Ziegler, a 26-year-old Mill Valley native who paints enormous graffiti-style allegorical murals across city walls, canvases and sports cars, is becoming one of the tech world’s favorite new artists. He sold his first piece to Napster founder Sean Parker. He painted a Porsche, and venture capitalist Shervin Pishevar’s McLaren (now being loaned to a museum). He has painted for Medium, Digital Garage, Sherpa Foundry, Facebook, and both Uber and Lyft. His murals are all across the Mission neighborhood of San Francisco. And his audience is growing beyond Silicon Valley: He has partnered with Vans and, this summer, with Pottery Barn Teen to make backpacks and bedding.

He met Pishevar at a Christmas party last year, and said he got the keys to Pishevar’s McLaren the next day.

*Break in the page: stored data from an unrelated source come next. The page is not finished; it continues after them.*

PR #1022, opened 2022-02-15
GT-1422 remove parser protocol and wrapper

levieggertcru:


godtools/App/Features/Tool/Views/ToolNavBar/ToolNavBarViewModel.swift
```diff
@@ -40,8 +40,8 @@ class ToolNavBarViewModel: NSObject, ToolNavBarViewModelType {
         self.hidesShareButton = hidesShareButton
         
         backButtonImage = backButtonImageType.getImage()
-        navBarColor = manifestAttributes.navbarColor?.uiColor ?? manifestAttributes.primaryColor.uiColor
-        navBarControlColor = manifestAttributes.navbarControlColor?.uiColor ?? manifestAttributes.primaryTextColor.uiColor
+        navBarColor = manifestAttributes.navbarColor?.uiColor ?? .darkGray
+        navBarControlColor = manifestAttributes.navbarControlColor?.uiColor ?? .lightGray
```
frett, line 44: I have constants defined for default colors, and most things in kotlin are setup to return those default colors if the manifest doesn't exist. I'm not 100% sure how all of that translates to iOS, but we can investigate to see if that prevents you from needing to define fallback colors like this

frett: we can also expose those fallback colors in other manners if necessary

frett: cool, for the most part I've tried to make all color/dimensions non-nullable, if you encounter one that isn't let me know and we can try and address it

levieggertcru:
@reldredge71 @gyasistory @frett this is ready for review now.  I was able to remove all of the protocols and most of the wrappers.  There are some areas where I still need a concrete class for a MobileContentRenderableModel.  This is due to the way rendering happens.  But, all of the viewModels now reference a GodToolsToolParser model instead of a protocol / wrapper.

godtools.xcodeproj/project.pbxproj.orig
```diff
@@ -47,14 +46,12 @@
 		450E44552756B6E000D4311E /* MenuItemViewModel.swift in Sources */ = {isa = PBXBuildFile; fileRef = 450E44522756B6E000D4311E /* MenuItemViewModel.swift */; };
 		450E44572756B6FC00D4311E /* MenuItemViewModelType.swift in Sources */ = {isa = PBXBuildFile; fileRef = 450E44562756B6FC00D4311E /* MenuItemViewModelType.swift */; };
 		450EF834247EB3D300978926 /* SF-Pro-Text-Bold.otf in Resources */ = {isa = PBXBuildFile; fileRef = 450EF833247EB3D300978926 /* SF-Pro-Text-Bold.otf */; };
-		450F94CB27A1EEF7009DEA43 /* CardCollectionPageCard+MobileContentRenderer.swift in Sources */ = {isa = PBXBuildFile; fileRef = 450F94CA27A1EEF7009DEA43 /* CardCollectionPageCard+MobileContentRenderer.swift */; };
+		450F94CB27A1EEF7009DEA43 /* CardCollectionPageCard+MobileContentRenderableModel.swift in Sources */ = {isa = PBXBuildFile; fileRef = 450F94CA27A1EEF7009DEA43 /* CardCollectionPageCard+MobileContentRenderableModel.swift */; };
```
frett, line 49: I don't think think this file should actually be tracked in git, it is produced when there is a merge conflict on `project.pbxproj`. in fact it could be beneficial to define a `.gitignore` rule to ignore `*.orig`

levieggertcru: Good catch.  Just removed that.  Yeah I think that's a good idea to add that to the .gitignore.

godtools/App/Features/ChooseYourOwnAdventure/ChooseYourOwnAdventureViewModel.swift
```diff
@@ -28,16 +29,14 @@ class ChooseYourOwnAdventureViewModel: MobileContentPagesViewModel, ChooseYourOw
...
-            navBarColor = barColor
-            navBarControlColor = controlColor
+        if let manifest = manifest {
+            navBarColor = manifest.navBarColor
+            navBarControlColor = manifest.navBarControlColor
         }
         else {
-            
             navBarColor = ColorPalette.gtBlue.color
             navBarControlColor = .white
```
frett, line 41: hmm, we should talk about how you are able use the default colors that are present in the parser.

within Kotlin the `navBarColor` and `navBarControlColor` properties use a nullable receiver, so if my manifest is null they will resolve to the default colors. But I don't know if that concept is translated to Swift or if we will need to expose those defaults in another manner.

```kotlin
val manifest: Manifest? = null
manifest.navBarColor // this would return the default color because manifest is null
```

godtools/App/Features/ToolTraining/ToolTrainingViewModel.swift
```diff
@@ -30,12 +31,12 @@ class ToolTrainingViewModel: NSObject, ToolTrainingViewModelType {
...
     
-    required init(flowDelegate: FlowDelegate, renderer: MobileContentRendererType, trainingTipId: String, tipModel: TipModelType, analytics: AnalyticsContainer, localizationServices: LocalizationServices, viewedTrainingTips: ViewedTrainingTipsService) {
+    required init(flowDelegate: FlowDelegate, pageRenderer: MobileContentPageRenderer, renderedPageContext: MobileContentRenderedPageContext, tipPages: [TipPage], trainingTipId: String, tipModel: Tip, analytics: AnalyticsContainer, localizationServices: LocalizationServices, viewedTrainingTips: ViewedTrainingTipsService) {
         
         self.flowDelegate = flowDelegate
-        self.renderer = renderer
-        self.resource = renderer.resource
-        self.language = renderer.language
+        self.renderedPageContext = renderedPageContext
+        self.tipPages = tipPages
```
frett, line 38: any reason you are passing in the `tipPages` array instead of just accessing it out of the `Tip` model which you already have?

levieggertcru: Hey @frett good catch, I missed that one.

godtools/App/Services/Renderer/ManifestResourcesCache/ManifestResourcesCache.swift
```diff
@@ -7,25 +7,26 @@
 //
 
 import UIKit
+import GodToolsToolParser
 
-class ManifestResourcesCache: ManifestResourcesCacheType {
```
reldredge71, line 11: @levieggertcru could you remind me why you're removing the protocols?  I'm assuming it is because it is easier/cleaner to just reference the classes directly.  But it makes me curious, when is it preferable to use protocols and when is it preferable to not use them?  Should you only use them when you expect to have multiple classes that have the same properties?  Or when you anticipate switching out one service for another?  I'm curious what the best practices are when it comes to protocols.

levieggertcru: Hey @reldredge71 that's a good question.  I initially created those protocols when switching from the XML parser to GodToolsToolParser.  It was a big transition and I needed to be able to switch between both the XML parser and GodToolsTool parser.  I decided to remove the protocols for a couple of reasons. 
1. I don't see us needing to make GodToolsToolParser interchangeable just because we maintain it and Android, iOS, and Web are dependent on it.
2. It created a lot of extra files and overhead.  For every type in the GodToolsToolParser we'd need to create 2 additional files (the protocol and either an extension or concrete wrapper class to implement the protocol on GodToolsToolParser models).  This created additional overhead when parsing models to view / viewModel, not sure how much it impacted rendering performance, but it could impact it some.

Protocols are suited for abstraction.  See the Interface Segregation Principle ( https://reflectoring.io/interface-segregation-principle/#:~:text=The%20Interface%20Segregation%20Principle%20(ISP,%E2%80%9D%20or%20%E2%80%9Cfat%E2%80%9D%20interface )
They're also good to make things interchangeable.  In Clean Architecture they talk about using them to make the data layer interchangeable with the domain layer. 
They also act similarly as a header file in Objective-C.  We've been using them for our ViewModels which make it easy to see what our ViewModel exposes to the View.

levieggertcru: Also see Protocol Oriented Programming -> https://scotteg.github.io/protocol-oriented-programming

levieggertcru: Hey @reldredge71 also a good read https://docs.swift.org/swift-book/LanguageGuide/Protocols.html

godtools/App/Features/ChooseYourOwnAdventure/ChooseYourOwnAdventureViewModel.swift
levieggertcru: Hey @frett I haven't heard of the nullable receiver concept before.  I actually need to update that because I changed the behavior for opening a tool.  If the manifest is null an error is presented instead of opening to a tool.

frett: alright, let me know if there are any other places that you could benefit from having the defaults values from the shared parser

frett: the Kotlin nullable receiver concept may not be something that translates into Swift, in which case we will probably want to figure out an alternate way to expose those defaults

godtools/App/Services/Renderer/Views/MobileContent/Views/ContentButton/MobileContentButtonViewModel.swift
```diff
@@ -29,34 +29,40 @@ class MobileContentButtonViewModel: NSObject, MobileContentButtonViewModelType {
...
             borderColor = buttonColor
+        case .unknown:
+            backgroundColor = buttonColor
+            titleColor = buttonTitleColor ?? renderedPageContext.pageModel.primaryTextColor
+            borderColor = UIColor.clear
+        default:
+            backgroundColor = buttonColor
+            titleColor = buttonTitleColor ?? renderedPageContext.pageModel.primaryTextColor
+            borderColor = UIColor.clear
         }
```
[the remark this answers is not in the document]
levieggertcru: Hey @reldredge71 I like that idea.

godtools/App/Services/Renderer/Views/MobileContent/Views/ContentButton/MobileContentButtonViewModel.swift
```diff
@@ -38,29 +38,33 @@ class MobileContentButtonViewModel: NSObject, MobileContentButtonViewModelType {
         
         buttonWidth = MobileContentViewWidth(dimension: buttonModel.width)
         
-        let buttonColor: UIColor = buttonModel.buttonColor
-        let buttonTitleColor: UIColor? = buttonModel.text?.textColor
-                
+        let defaultBackgroundColor: UIColor = buttonModel.buttonColor
+        let defaultTitleColor: UIColor = buttonModel.text?.textColor ?? renderedPageContext.pageModel.primaryTextColor
```
frett, line 42: hopefully my work on making `text` non-null will make this fallback behavior unnecessary

levieggertcru: Hey @frett I like the sound of that.

frett: https://github.com/CruGlobal/kotlin-mpp-godtools-tool-parser/pull/228

godtools/App/Services/Renderer/Views/MobileContent/Views/ContentButton/MobileContentButtonViewModel.swift
```diff
@@ -113,23 +123,23 @@ class MobileContentButtonViewModel: NSObject, MobileContentButtonViewModelType {
...
     
-    var rendererState: MobileContentMultiplatformState {
-        return rendererPageModel.rendererState
+    var rendererState: State {
+        return renderedPageContext.rendererState
     }
     
     func buttonTapped() {
-        mobileContentAnalytics.trackEvents(events: buttonModel.getAnalyticsEvents(), rendererPageModel: rendererPageModel)
+        mobileContentAnalytics.trackEvents(events: buttonModel.analyticsEvents, renderedPageContext: renderedPageContext)
```
frett, line 143: you should use `buttonModel.getAnalyticsEvents(Trigger.CLICKED)` for fetching the analytics events to trigger here

godtools/App/Services/Renderer/Analytics/MobileContentAnalytics.swift
```diff
@@ -23,27 +24,28 @@ class MobileContentAnalytics {
...
                 
-        let data: [String: String] = event.getAttributes()
+        let data: [String: String] = event.attributes
+        let systems: [AnalyticsEvent.System] = Array(event.systems)
         
-        for system in event.systems {
+        for system in systems {
              
-            if let analyticsSystem = analyticsSystems[system.lowercased()] {
+            if let analyticsSystem = analyticsSystems[system.name.lowercased()] {
```
frett, line 45: maybe an enhancement here is to define the `analyticsSystems` dictionary to use the System enum values as the keys instead of having to convert them to strings.

godtools/App/Services/Renderer/BackgroundImageRenderer/MobileContentBackgroundImageRenderer.swift
```diff
@@ -42,41 +43,50 @@ class MobileContentBackgroundImageRenderer: MobileContentBackgroundImageRenderer
...
+                    
+        case .fillX:
             return scaleRectToHorizontallyFitContainer(container: container, rect: rect)
         
-        case .fillVertically:
+        case .fillY:
             return scaleRectToVerticallyFitContainer(container: container, rect: rect)
+            
+        default:
+            return scaleRectToFitContainer(container: container, rect: rect)
```
frett, line 54: since your default case is the same as the `.fit` case, can you combine them like this:

```swift
case .fit:
default:
    return scaleRectToFitContainer(container: container, rect: rect)
```

that will make it more clear you are defaulting to the fit scale type if the provided scaleType isn't found

godtools/App/Services/Renderer/BackgroundImageRenderer/MobileContentBackgroundImageRenderer.swift
```diff
@@ -42,41 +43,50 @@ class MobileContentBackgroundImageRenderer: MobileContentBackgroundImageRenderer
...
+        
+        case .end:
             positionedRect = positionRectInContainer(container: container, rect: positionedRect, align: .end, languageDirection: languageDirection)
-        }
-        else if alignment.isCenterX {
+       
+        case .center:
+            positionedRect = centerRectHorizontallyInContainer(container: container, rect: positionedRect)
+            
+        default:
```
frett, line 73: similar comment as the default case of the `ScaleType`

godtools/App/Services/Renderer/Views/Tool/Views/Modal/ToolPageModalView.swift
```diff
@@ -98,9 +99,9 @@ class ToolPageModalView: MobileContentView {
         centerContentStackVerticallyIfNeeded()
     }
     
-    override func didReceiveEvents(eventIds: [MultiplatformEventId]) {
+    override func didReceiveEvents(eventIds: [EventId]) {
             
-        let eventsContainFollowUp: Bool = eventIds.contains(MultiplatformEventId.followUp)
+        let eventsContainFollowUp: Bool = eventIds.contains(EventId.Companion().FOLLOWUP)
```
frett, line 104: are you triggering the modal if the FOLLOWUP event is triggered? There is actually listeners defined on the Modal model that contain which events should trigger a specific modal.

frett: hmm, I see you're using the listeners on line 108, but I'm confused why it's filtering based on the presence of the followup event.

godtools/App/Features/ToolDetails/ToolDetailViewModel.swift
```diff
@@ -208,20 +211,29 @@ class ToolDetailViewModel: NSObject, ToolDetailViewModelType {
...
         case .success(let translationManifest):
             
-            let manifest: MobileContentXmlManifest = MobileContentXmlManifest(translationManifestData: translationManifest)
-            
-            hidesLearnToShareButton = manifest.tips.isEmpty
+            let result: Result<Manifest, Error> = mobileContentParser.parse(translationManifestData: translationManifest)
             
+            switch result {
+            case .success(let manifest):
+                tips = manifest.tips
```
frett, line 226: not sure how you are using `tips` elsewhere, but there is a `manifest.findTip(name)` for finding a specific tip model. I'm not sure if this would help with anything in your logic

godtools/App/Services/Renderer/BackgroundImageRenderer/MobileContentBackgroundImageRenderer.swift
levieggertcru: @frett unfortunately it appears I can't do that with the default case.

godtools/App/Services/Renderer/Analytics/MobileContentAnalytics.swift
frett: I'm not sure if this is actually possible, the documentation says the dictionary key needs to be hashable. I'm not sure if a Kotlin enum implements that protocol or not

godtools/App/Services/Renderer/BackgroundImageRenderer/MobileContentBackgroundImageRenderer.swift
frett: k, wasn't sure language limitations in Swift. I actually can't do that in Kotlin, but it works fine in Java. it depends on how the language handles switches

godtools/App/Services/Renderer/BackgroundImageRenderer/MobileContentBackgroundImageRenderer.swift
frett: resolving due to discussion on other comment

godtools/App/Features/ToolDetails/ToolDetailViewModel.swift
frett: nm, this is tool details where you just need to know if tips exist or not.

frett: can't you just do:
```
hidesLearnToShareButton = manifest.tips.isEmpty
```

godtools/App/Services/Renderer/Views/Tool/Views/Modal/ToolPageModalView.swift
frett: Levi is going to investigate this in a followup ticket: https://jira.cru.org/browse/GT-1480

godtools/App/Services/Renderer/BackgroundImageRenderer/MobileContentBackgroundImageRenderer.swift
levieggertcru: I can chain cases by comma separating them, but it won't allow me to do it with the default case.  I wish I didn't have to include the default case, but the compiler is forcing me too.  I'm pretty sure if new cases are added here I won't get a compiler error because the default is there.

godtools/App/Services/Renderer/Views/MobileContent/Views/ContentButton/MobileContentButtonViewModel.swift
levieggertcru: Hey @frett I'm going to create a separate ticket for this one too.

levieggertcru: https://jira.cru.org/browse/GT-1481

godtools/App/Services/Renderer/BackgroundImageRenderer/MobileContentBackgroundImageRenderer.swift
frett: yeah, it would be nice if the compiler recognized it as an enumeration and that you were handling all the cases already

godtools/App/Features/ToolDetails/ToolDetailViewModel.swift
frett: so, I was thinking you didn't need to track intermediary objects at all, your logic could be something as simple as:

```swift
let hidesLearnToShareButton: Bool

let result = parseManifest()
switch result {
    case .success(let manifest):
        hidesLearnToShareButton = manifest.tips.isEmpty
    case .failure(let error):
        hidesLearnToShareButton = true
}
```

godtools/App/Services/Renderer/BackgroundImageRenderer/MobileContentBackgroundImageRenderer.swift
frett: this looks like a feature request for this functionality:
https://youtrack.jetbrains.com/issue/KT-48068

I starred and liked it so that I get notifications if the status ever changes

godtools/App/Features/ToolDetails/ToolDetailViewModel.swift
levieggertcru: Hey @frett I like that approach.  I'll include that.

godtools/App/Services/Renderer/ManifestResourcesCache/ManifestResourcesCache.swift
```diff
@@ -7,25 +7,26 @@
...
+    required init(manifest: Manifest, translationsFileCache: TranslationsFileCache) {
         
         self.manifest = manifest
         self.translationsFileCache = translationsFileCache
     }
     
     private func getSHA256FileLocation(fileName: String) -> SHA256FileLocation? {
         
-        guard let resource = manifest.getResource(fileName: fileName) else {
+        guard let localeName = manifest.resources[fileName]?.localName else {
```
frett, line 25: there is still a `manifest.getResource(fileName)` method that will give you the appropriate resource

frett: either way works.

I would have wanted to eventually make the actual `resources` Dictionary internal to the library, but with the upcoming tool distribution changes, we will need to be able to access all the resources that are included with a tool when downloading it

godtools/App/Services/Renderer/Views/MobileContent/Views/ContentLink/MobileContentLinkViewModel.swift
```diff
@@ -7,25 +7,26 @@
...
-    required init(linkModel: ContentLinkModelType, rendererPageModel: MobileContentRendererPageModel, mobileContentAnalytics: MobileContentAnalytics, fontService: FontService) {
+    required init(linkModel: Link, renderedPageContext: MobileContentRenderedPageContext, mobileContentAnalytics: MobileContentAnalytics, fontService: FontService) {
         
         self.linkModel = linkModel
-        self.rendererPageModel = rendererPageModel
+        self.renderedPageContext = renderedPageContext
         self.mobileContentAnalytics = mobileContentAnalytics
         self.fontService = fontService
-        self.titleColor = linkModel.getTextColor()?.uiColor ?? rendererPageModel.pageColors.primaryColor.uiColor
+        self.titleColor = linkModel.textColor
```
frett, line 29: I think this suffers from the same text styles issues that buttons suffered from. `Link` probably currently implements `Styles` which is what is giving you the `textColor` property, but that doesn't take a `text-color` set on the text node into account.

frett: I'm going to work up another PR to do the same thing I did to Buttons to Links

godtools/App/Services/Renderer/ManifestResourcesCache/ManifestResourcesCache.swift
frett: scratch this, that method is internal only. I guess the normal expected usage is to access the resource object directly from the Image/Animation/etc that is referencing it.

godtools/App/Services/Renderer/Views/MobileContent/Views/ContentButton/MobileContentButtonViewModel.swift
```diff
@@ -29,34 +29,44 @@ class MobileContentButtonViewModel: NSObject, MobileContentButtonViewModelType {
...
+        default:
+            backgroundColor = defaultBackgroundColor
+            titleColor = defaultTitleColor
+            borderColor = defaultBorderColor
         }
-        
-        if let name = buttonModel.iconName, let image = rendererPageModel.resourcesCache.getImageFromManifestResources(fileName: name)  {
+                
+        if let name = buttonModel.icon?.name,
+            let image = renderedPageContext.resourcesCache.getImageFromManifestResources(fileName: name)  {
```
frett, line 69: an optimization you could make is make `getImageFromManifestResources()` take the `Resource` object directly, that way you don't have to re-lookup the resource object inside that logic.

godtools/App/Services/Renderer/Views/MobileContent/Views/Page/MobileContentPageViewModel.swift
```diff
@@ -55,29 +52,40 @@ class MobileContentPageViewModel: MobileContentPageViewModelType {
...
-        else if manifestAttributes.backgroundImageExists {
-            backgroundImageModel = manifestAttributes
+        else if let manifestBackgroundImageFileName = manifest.backgroundImage?.name {
+            
+            backgroundImageModel = BackgroundImageModel(
+                backgroundImageFileName: manifestBackgroundImageFileName,
+                backgroundImageAlignment: manifest.backgroundImageGravity,
+                backgroundImageScale: manifest.backgroundImageScaleType
+            )
         }
```
frett, line 74: I actually think you aren't fully handling background images correctly here. It's possible to define both a manifest and a page background and have them layered overtop of each other.

There isn't any actual usages in production that I'm aware of, but the manifest & page background logic is meant to be layered and not one or the other.

frett: this is a bigger change than the scope of this PR

godtools/App/Services/Renderer/Views/Tool/Views/Header/ToolPageHeaderViewModel.swift
```diff
@@ -7,24 +7,75 @@
...
     }
     
     var languageDirectionSemanticContentAttribute: UISemanticContentAttribute {
-        return rendererPageModel.language.languageDirection.semanticContentAttribute
+        return renderedPageContext.language.languageDirection.semanticContentAttribute
     }
     
     var backgroundColor: UIColor {
-        return rendererPageModel.pageColors.primaryColor.uiColor
+        return renderedPageContext.pageModel.primaryColor
```
frett, line 36: you should be able to use `headerModel.backgroundColor` for this

godtools/App/Services/Renderer/Views/MobileContent/Views/ContentLink/MobileContentLinkViewModel.swift
frett: https://github.com/CruGlobal/kotlin-mpp-godtools-tool-parser/pull/230

frett (approved):
just the last couple comments, feel free to address them or merge as is

godtools/App/Services/Renderer/Views/MobileContent/Views/Page/MobileContentPageViewModel.swift
levieggertcru: Hey @frett created this ticket here -> https://jira.cru.org/browse/GT-1485

godtools/App/Services/Renderer/Views/MobileContent/Views/ContentButton/MobileContentButtonViewModel.swift
levieggertcru: @frett I like this idea.

levieggertcru: Hey @frett just committed this change.

godtools/App/Services/Renderer/Views/MobileContent/Views/ContentLink/MobileContentLinkViewModel.swift
levieggertcru: Hey @frett will I need to update this to use the ```linkModel.text.textColor```?  Or does your change make ```linkMode.textColor``` equivalent to that?

godtools/App/Services/Renderer/ManifestResourcesCache/ManifestResourcesCache.swift
```diff
@@ -39,9 +40,13 @@ class ManifestResourcesCache: ManifestResourcesCacheType {
...
     
-    func getImageFromManifestResources(fileName: String) -> UIImage? {
+    func getImageFromManifestResources(resource: Resource) -> UIImage? {
         
-        guard let location = getSHA256FileLocation(fileName: fileName) else {
+        guard let resourceName = resource.name, !resourceName.isEmpty else {
+            return nil
+        }
+        
+        guard let location = getSHA256FileLocation(fileName: resourceName) else {
```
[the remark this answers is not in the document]
frett: it looks like you will have to move the current fileName -> resource lookup logic into `getFile()` since that also calls `getSHA256FileLocation()`. That code path might be able to be improved to pass in a `resource` object as well?

godtools/App/Services/Renderer/Views/MobileContent/Views/ContentLink/MobileContentLinkViewModel.swift
frett: you will need to change to `linkModel.text.textColor`.

`linkModel.textColor` will actually become invalid when you upgrade past 0.5.0 since that property is no longer present on the `Link` model itself

godtools/App/Services/Renderer/Views/MobileContent/Views/ContentLink/MobileContentLinkViewModel.swift
```diff
@@ -37,18 +38,19 @@ class MobileContentLinkViewModel: MobileContentLinkViewModelType {
...
-    var rendererState: MobileContentMultiplatformState {
-        return rendererPageModel.rendererState
+    var rendererState: State {
+        return renderedPageContext.rendererState
     }
     
     func linkTapped() {
-        mobileContentAnalytics.trackEvents(events: linkModel.getAnalyticsEvents(), rendererPageModel: rendererPageModel)
+                        
+        mobileContentAnalytics.trackEvents(events: linkModel.analyticsEvents, renderedPageContext: renderedPageContext)
```
frett, line 54: you should use `linkModel.getAnalyticsEvents(.clicked)`

godtools/App/Services/Renderer/Views/MobileContent/Views/ContentText/MobileContentTextViewModel.swift
```diff
@@ -58,7 +49,7 @@ class MobileContentTextViewModel: MobileContentTextViewModelType {
     }
     
     var hidesStartImage: Bool {
-        guard let resource = textModel.startImage else {
+        guard let resource = startImageResourceName else {
```
frett, line 52:
```suggestion
        guard let resource = textModel.startImage else {
```

godtools/App/Services/Renderer/Views/MobileContent/Views/ContentText/MobileContentTextViewModel.swift
```diff
@@ -58,7 +49,7 @@ class MobileContentTextViewModel: MobileContentTextViewModelType {
...
             return true
         }
         return resource.isEmpty
```
frett, line 55: this could be simplified to just be based off of `textModel.startImage == null`

frett: similar can be done for the end image (if that logic exists)

godtools/App/Services/Renderer/ManifestResourcesCache/ManifestResourcesCache.swift
```diff
@@ -7,41 +7,46 @@
...
-    private func getSHA256FileLocation(fileName: String) -> SHA256FileLocation? {
+    private func getSHA256FileLocation(resource: Resource) -> SHA256FileLocation? {
         
-        guard let resource = manifest.getResource(fileName: fileName) else {
+        guard let resourceName = resource.name else {
             return nil
         }
         
-        let location: SHA256FileLocation = SHA256FileLocation(sha256WithPathExtension: resource.src)
+        guard let localeName = manifest.resources[resourceName]?.localName else {
```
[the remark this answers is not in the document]
levieggertcru: Hey @frett updated that.  Yeah no need for me to fetch from manifest.resources like I was doing.

godtools/App/Services/Renderer/Views/MobileContent/Views/ContentText/MobileContentTextViewModel.swift
levieggertcru: @frett  I like that better.

frett (approved):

“I love nice cars. It’s kind of alpha, but I love them. That car perfectly symbolizes the paradigm shift in the mentality of how they’re reintegrating art,” Ziegler said, referring broadly to influential tech figures. “It’s an expensive vehicle. Most people would leave it pristine in their garage. But here’s this guy who’s disrupting transportation, and he wants his own car to be disrupted, too.”

What’s on the car?

“It’s a dragon.”

“People say, ‘Oh, but these are the gentrifiers pushing artists out of the city,’” Ziegler said, talking about the moguls who sponsor his work. “Maybe, but I think about the Medicis, and that’s how I justify the tech thing. If you seed a culture with art, it seeds it with something unquantifiable, it seeds it with thoughts. If you look at what’s passed on, it’s not Ubers and iPhones, it’s art. The life cycles of disruption for technology is short. Ideological disruption lasts. I work with sprezzatura.”

Wait, what? How do you spell that?

“I’m really dyslexic, but it’s on the wall somewhere,” he said, and pointed to a phrase scrawled on the white-washed wall.

Ziegler, whose parents Mel and Patricia Ziegler founded Banana Republic, went to Rhode Island School of Design and Brown University, where he said he was often thrown out of art class. In his application to Yale’s art school, he said he told them they could “go screw themselves if they didn’t endorse my freedom.” He didn’t get in. Apparently, curators still bring that essay up with him.

Why did he write that?

“I meant it,” he said.

There was only one beer left, so we headed down the impossibly steep hill from his house to his favorite local brewery, Mill Valley’s Beerworks, for the second. He ordered both of us something called a Moonlight Just Enough Rope — bright, acidic, brewed in Fulton, California — and told a dirty joke about limp rope. He wanted to know why it mattered to me that his parents started Banana Republic. He asked if it was too “alpha” that he ordered my drink for me. He just got an apartment in Brooklyn, but said he prefers the San Francisco art world.

“The art world in New York is based on a very small world, and artists have agents and they have a gallery,” he said. “In San Francisco, it’s actually a really different art buyer. The people I sell to buy directly from me. They don’t use consultants. They don’t want them. They want to go straight to the artist. I don’t have an agent or a gallery, because I don’t need one here.”

And you get to know the companies?

“My downside protection is I want to see how these companies work,” he said. “I’ve started thinking about building a platform where artists can use the money out there to live their lives.”

Everyone has an app.

“But I don’t really have a mind for businesses,” he said. “I’m more of a Sherlock Holmes.”

When he wants to paint a mural illegally, he said he just puts on a collared shirt and tells passersby that he’s on the City Beautification Commission: “Broad daylight defiance.”

“The simulacra of prestige in order to mask an activity considered illegal, and isn’t that disruption?” Ziegler said draining the last of his beer. “Isn’t that exactly what these companies are doing? That’s why they like me. We’re doing the same thing. When I hit a window, I pivot my painting.”